Saved data entries:
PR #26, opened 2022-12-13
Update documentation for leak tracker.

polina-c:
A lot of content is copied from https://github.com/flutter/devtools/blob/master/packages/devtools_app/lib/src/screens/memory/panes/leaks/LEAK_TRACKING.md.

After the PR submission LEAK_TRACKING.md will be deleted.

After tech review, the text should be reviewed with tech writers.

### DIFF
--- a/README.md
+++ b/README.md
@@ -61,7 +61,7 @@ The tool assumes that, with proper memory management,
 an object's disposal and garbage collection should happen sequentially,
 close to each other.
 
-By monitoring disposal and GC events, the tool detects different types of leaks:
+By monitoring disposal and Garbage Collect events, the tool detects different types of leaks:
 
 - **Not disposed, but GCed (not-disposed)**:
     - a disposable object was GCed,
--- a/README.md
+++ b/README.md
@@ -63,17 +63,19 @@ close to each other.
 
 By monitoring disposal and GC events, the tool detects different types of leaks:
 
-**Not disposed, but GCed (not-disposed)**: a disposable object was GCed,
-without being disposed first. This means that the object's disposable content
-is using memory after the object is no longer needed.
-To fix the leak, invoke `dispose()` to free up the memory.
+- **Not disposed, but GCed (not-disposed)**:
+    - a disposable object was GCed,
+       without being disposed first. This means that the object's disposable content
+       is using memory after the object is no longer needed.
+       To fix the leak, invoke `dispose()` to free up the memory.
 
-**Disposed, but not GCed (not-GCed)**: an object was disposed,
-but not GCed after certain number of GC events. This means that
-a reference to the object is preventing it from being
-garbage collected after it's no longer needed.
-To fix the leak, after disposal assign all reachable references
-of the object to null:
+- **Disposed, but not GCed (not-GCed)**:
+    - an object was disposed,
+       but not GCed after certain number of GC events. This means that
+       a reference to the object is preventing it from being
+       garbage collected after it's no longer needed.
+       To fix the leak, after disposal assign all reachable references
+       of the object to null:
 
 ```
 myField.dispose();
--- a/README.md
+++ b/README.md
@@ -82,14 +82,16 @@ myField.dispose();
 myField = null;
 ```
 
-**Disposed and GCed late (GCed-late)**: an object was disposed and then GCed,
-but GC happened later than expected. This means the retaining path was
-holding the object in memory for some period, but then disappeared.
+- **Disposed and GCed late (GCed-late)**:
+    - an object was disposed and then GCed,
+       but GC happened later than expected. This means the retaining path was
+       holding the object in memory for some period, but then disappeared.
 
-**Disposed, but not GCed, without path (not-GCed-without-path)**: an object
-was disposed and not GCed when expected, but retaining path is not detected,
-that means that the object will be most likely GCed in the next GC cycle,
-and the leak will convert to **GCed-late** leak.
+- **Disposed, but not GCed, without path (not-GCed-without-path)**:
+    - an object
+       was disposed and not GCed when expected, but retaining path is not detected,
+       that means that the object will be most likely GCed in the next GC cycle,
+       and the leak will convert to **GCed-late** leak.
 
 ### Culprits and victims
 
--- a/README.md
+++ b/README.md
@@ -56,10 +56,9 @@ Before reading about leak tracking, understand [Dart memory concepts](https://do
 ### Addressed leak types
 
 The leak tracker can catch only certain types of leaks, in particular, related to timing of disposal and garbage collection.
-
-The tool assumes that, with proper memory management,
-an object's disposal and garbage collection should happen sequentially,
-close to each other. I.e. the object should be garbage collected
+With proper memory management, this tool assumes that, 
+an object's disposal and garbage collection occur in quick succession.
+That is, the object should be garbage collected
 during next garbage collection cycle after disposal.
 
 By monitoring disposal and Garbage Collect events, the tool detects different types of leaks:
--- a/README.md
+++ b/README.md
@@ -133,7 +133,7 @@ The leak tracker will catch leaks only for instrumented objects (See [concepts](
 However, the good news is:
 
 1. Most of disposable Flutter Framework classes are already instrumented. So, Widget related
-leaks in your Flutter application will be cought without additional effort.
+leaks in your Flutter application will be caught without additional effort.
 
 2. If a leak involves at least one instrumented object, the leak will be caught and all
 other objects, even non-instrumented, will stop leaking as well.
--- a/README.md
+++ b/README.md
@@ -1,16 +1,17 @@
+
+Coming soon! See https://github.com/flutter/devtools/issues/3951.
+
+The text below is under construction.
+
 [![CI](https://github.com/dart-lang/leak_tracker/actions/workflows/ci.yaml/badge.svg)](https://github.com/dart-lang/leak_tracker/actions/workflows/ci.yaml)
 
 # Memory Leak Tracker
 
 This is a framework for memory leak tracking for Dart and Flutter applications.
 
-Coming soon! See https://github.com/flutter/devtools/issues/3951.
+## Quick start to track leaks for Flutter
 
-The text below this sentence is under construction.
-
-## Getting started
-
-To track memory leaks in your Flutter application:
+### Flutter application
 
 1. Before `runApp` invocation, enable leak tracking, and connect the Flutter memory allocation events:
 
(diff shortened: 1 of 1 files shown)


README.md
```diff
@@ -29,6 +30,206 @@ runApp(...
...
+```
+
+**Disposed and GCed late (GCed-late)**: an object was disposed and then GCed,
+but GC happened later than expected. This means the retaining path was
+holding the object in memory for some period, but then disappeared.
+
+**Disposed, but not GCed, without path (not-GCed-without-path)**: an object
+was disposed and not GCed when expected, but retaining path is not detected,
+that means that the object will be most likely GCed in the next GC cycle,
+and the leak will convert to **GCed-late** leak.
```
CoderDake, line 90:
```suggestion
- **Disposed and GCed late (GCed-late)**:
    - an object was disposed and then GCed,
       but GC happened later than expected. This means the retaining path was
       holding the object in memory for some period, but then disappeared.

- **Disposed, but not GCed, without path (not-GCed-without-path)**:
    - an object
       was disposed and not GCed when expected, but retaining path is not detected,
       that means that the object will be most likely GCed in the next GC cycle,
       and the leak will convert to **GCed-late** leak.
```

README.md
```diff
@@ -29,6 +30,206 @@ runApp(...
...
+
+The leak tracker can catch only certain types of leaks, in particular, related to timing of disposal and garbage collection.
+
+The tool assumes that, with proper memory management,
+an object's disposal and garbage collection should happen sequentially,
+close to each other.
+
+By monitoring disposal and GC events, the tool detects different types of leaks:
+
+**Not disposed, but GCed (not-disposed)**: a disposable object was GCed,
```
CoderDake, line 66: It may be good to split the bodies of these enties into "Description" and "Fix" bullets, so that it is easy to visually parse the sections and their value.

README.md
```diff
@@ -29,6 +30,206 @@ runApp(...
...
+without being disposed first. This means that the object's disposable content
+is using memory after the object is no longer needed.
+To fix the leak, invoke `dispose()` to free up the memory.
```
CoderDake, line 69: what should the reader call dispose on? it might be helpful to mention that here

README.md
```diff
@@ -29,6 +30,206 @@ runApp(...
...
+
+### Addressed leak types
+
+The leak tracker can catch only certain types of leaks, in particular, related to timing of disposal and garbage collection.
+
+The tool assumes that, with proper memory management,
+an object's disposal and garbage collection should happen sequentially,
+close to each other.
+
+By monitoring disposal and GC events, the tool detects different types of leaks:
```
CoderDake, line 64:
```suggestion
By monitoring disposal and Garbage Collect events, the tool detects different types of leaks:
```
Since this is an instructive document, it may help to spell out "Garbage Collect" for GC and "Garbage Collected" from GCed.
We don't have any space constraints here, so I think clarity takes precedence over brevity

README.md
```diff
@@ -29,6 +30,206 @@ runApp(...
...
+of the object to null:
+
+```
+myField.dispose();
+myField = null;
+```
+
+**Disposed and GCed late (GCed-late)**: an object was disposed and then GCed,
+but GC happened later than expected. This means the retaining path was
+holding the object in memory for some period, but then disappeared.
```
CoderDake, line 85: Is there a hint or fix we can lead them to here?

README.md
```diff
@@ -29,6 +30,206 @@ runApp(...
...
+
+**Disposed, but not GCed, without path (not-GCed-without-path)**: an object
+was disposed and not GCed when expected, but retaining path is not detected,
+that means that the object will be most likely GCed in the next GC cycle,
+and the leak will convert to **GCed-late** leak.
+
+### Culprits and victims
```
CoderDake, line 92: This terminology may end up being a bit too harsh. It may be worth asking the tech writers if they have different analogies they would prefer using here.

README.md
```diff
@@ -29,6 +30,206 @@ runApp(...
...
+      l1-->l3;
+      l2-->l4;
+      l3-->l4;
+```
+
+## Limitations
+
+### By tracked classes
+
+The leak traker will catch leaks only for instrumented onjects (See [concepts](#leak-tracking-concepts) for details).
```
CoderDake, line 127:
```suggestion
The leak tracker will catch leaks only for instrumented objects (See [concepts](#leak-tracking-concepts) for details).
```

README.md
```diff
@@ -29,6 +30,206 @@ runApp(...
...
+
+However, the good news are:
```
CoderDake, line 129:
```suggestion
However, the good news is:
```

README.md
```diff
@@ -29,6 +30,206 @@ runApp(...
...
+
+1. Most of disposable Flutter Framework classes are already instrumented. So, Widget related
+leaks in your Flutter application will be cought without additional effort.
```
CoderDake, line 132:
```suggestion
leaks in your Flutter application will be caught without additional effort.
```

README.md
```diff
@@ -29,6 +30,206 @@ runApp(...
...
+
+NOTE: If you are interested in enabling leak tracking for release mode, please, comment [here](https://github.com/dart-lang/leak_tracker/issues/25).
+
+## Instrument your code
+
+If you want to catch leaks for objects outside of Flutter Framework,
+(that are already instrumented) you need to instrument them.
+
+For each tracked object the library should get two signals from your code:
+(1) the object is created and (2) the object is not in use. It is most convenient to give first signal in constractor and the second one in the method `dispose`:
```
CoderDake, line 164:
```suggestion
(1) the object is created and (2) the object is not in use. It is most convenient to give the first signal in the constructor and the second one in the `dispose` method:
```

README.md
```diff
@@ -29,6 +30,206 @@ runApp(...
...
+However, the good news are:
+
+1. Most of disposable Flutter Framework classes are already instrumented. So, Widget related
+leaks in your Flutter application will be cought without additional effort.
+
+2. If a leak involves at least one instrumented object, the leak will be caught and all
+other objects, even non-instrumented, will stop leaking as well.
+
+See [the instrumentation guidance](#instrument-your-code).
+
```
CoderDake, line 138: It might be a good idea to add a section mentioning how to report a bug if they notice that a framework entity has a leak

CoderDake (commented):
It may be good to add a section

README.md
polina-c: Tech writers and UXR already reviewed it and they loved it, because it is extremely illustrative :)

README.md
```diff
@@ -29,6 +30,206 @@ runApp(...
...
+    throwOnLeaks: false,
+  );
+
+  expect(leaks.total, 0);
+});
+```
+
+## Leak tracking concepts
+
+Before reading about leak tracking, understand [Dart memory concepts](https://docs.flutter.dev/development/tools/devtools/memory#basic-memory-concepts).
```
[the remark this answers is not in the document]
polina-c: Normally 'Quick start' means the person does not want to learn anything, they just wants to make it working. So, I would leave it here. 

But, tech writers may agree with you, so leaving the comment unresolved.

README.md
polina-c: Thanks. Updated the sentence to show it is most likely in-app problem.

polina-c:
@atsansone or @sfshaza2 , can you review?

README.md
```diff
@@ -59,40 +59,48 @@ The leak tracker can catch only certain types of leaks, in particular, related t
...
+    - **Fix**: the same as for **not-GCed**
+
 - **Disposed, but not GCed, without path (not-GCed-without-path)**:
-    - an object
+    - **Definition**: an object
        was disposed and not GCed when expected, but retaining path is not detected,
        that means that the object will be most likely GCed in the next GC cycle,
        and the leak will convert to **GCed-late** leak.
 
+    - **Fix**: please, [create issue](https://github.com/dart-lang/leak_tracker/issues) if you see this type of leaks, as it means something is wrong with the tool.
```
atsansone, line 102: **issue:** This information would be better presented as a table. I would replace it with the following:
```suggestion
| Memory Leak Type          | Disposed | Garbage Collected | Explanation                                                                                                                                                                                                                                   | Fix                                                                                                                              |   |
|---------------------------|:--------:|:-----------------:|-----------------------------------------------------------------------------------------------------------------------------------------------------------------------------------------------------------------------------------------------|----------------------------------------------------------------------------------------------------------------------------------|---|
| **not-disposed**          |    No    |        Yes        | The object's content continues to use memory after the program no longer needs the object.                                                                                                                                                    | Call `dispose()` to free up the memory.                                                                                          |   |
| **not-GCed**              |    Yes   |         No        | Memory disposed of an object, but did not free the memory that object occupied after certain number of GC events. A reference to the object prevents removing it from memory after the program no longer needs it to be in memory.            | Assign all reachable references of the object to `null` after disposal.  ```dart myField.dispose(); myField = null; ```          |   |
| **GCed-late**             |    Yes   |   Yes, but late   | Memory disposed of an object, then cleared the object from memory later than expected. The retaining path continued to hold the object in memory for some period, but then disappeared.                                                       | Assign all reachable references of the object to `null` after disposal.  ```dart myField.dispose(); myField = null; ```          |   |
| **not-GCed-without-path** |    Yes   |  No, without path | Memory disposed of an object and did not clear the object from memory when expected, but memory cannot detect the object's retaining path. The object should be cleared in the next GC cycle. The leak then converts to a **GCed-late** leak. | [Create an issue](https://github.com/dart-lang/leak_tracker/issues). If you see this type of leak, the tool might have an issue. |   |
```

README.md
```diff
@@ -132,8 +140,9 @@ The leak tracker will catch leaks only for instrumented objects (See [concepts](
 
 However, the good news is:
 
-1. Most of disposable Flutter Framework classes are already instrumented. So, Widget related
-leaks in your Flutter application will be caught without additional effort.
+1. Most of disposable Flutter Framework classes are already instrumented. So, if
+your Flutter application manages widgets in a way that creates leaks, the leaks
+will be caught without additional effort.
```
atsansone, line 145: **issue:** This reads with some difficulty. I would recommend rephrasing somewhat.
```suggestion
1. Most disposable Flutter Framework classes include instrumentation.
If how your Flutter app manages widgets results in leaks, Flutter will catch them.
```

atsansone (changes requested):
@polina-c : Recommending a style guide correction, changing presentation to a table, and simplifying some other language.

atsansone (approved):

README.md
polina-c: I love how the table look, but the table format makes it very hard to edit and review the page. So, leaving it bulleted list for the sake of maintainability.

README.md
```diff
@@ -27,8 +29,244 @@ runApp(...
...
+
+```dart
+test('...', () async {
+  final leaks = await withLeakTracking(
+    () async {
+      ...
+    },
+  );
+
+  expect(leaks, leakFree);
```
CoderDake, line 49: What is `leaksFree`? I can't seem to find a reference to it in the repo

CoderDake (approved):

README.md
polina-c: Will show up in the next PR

• [Task requirements] When the line containing "-is using memory" is reached, include it and stop. Until then, output each line of the entries exactly as given, starting from the first.

• [Result]
PR #26, opened 2022-12-13
Update documentation for leak tracker.

polina-c:
A lot of content is copied from https://github.com/flutter/devtools/blob/master/packages/devtools_app/lib/src/screens/memory/panes/leaks/LEAK_TRACKING.md.

After the PR submission LEAK_TRACKING.md will be deleted.

After tech review, the text should be reviewed with tech writers.

### DIFF
--- a/README.md
+++ b/README.md
@@ -61,7 +61,7 @@ The tool assumes that, with proper memory management,
 an object's disposal and garbage collection should happen sequentially,
 close to each other.
 
-By monitoring disposal and GC events, the tool detects different types of leaks:
+By monitoring disposal and Garbage Collect events, the tool detects different types of leaks:
 
 - **Not disposed, but GCed (not-disposed)**:
     - a disposable object was GCed,
--- a/README.md
+++ b/README.md
@@ -63,17 +63,19 @@ close to each other.
 
 By monitoring disposal and GC events, the tool detects different types of leaks:
 
-**Not disposed, but GCed (not-disposed)**: a disposable object was GCed,
-without being disposed first. This means that the object's disposable content
-is using memory after the object is no longer needed.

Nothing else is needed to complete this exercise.